PR #843, opened 2023-10-19
Update requirements for black

fdmalone:
Following #835 we need to regenerate the requirements files. I'm not really sure why resolver==backtracing is lost in the diff.


fdmalone:
This may depend on #829 which fixes the minimum python version / cirq issue.

fdmalone:
closing in favour of #829

PR #849, opened 2023-10-24
Fix setup resource path

fdmalone:
I was a bit too quick to bump the version it seems. The path was wrong for the resource estimates requirements. Also the manifest file was outdated.


fdmalone:
@mpharrigan PTAL

mpharrigan (approved):

Issue #839, opened 2023-10-17
Inconsistencies in the double factorized chemistry resource estimate costing function


fdmalone:
the costing function computes br for outer prepare and inner prepare differently:

https://github.com/quantumlib/OpenFermion/blob/a034397a13b1ea224e11746d4ee368cccf2bc962/src/openfermion/resource_estimates/df/compute_cost_df.py#L53

Which would be fine but the br fed into cost two should be using the second (hardcoded value) of 7 to output into qrom for state preparation on the second register.

mhucka:
(I'm going around and checking issue statuses.) @fdmalone could you let me know what the status of this is? (Should we unassignn you?)

PR #850, opened 2023-10-27
Move version back to dev.

fdmalone:


src/openfermion/_version.py
```diff
@@ -11,4 +11,4 @@
 #   limitations under the License.
 
 """Define version number here and read it from setup.py automatically"""
-__version__ = "1.6.0"
+__version__ = "1.6.0.dev"
```
mpharrigan, line 14: this should be 1.7.0.dev0 probably

fdmalone: I guess, how about 1.6.1.dev0 as I imagine releasing some bug fixes for #839 etc (what is the 0 after the dev for, it seems cirq doesn't have the zero, qualtran does)

mpharrigan: My reading of the spec: https://peps.python.org/pep-0440/#public-version-identifiers says that it should have a zero. https://peps.python.org/pep-0440/#developmental-releases but everything will work without it https://peps.python.org/pep-0440/#implicit-development-release-number

If we were to do things the right way :tm: patch releases would be made off of a branch. E.g. `master` would move to 1.7.0.dev0; fixes are committed there; and critical bugfixes are cherry-picked to a `1.6` branch that branches off of the tagged release

mpharrigan (approved):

....

Scan the records above and report every line with the string "path".

# Reply to the task:
Fix setup resource path
I was a bit too quick to bump the version it seems. The path was wrong for the resource estimates requirements. Also the manifest file was outdated.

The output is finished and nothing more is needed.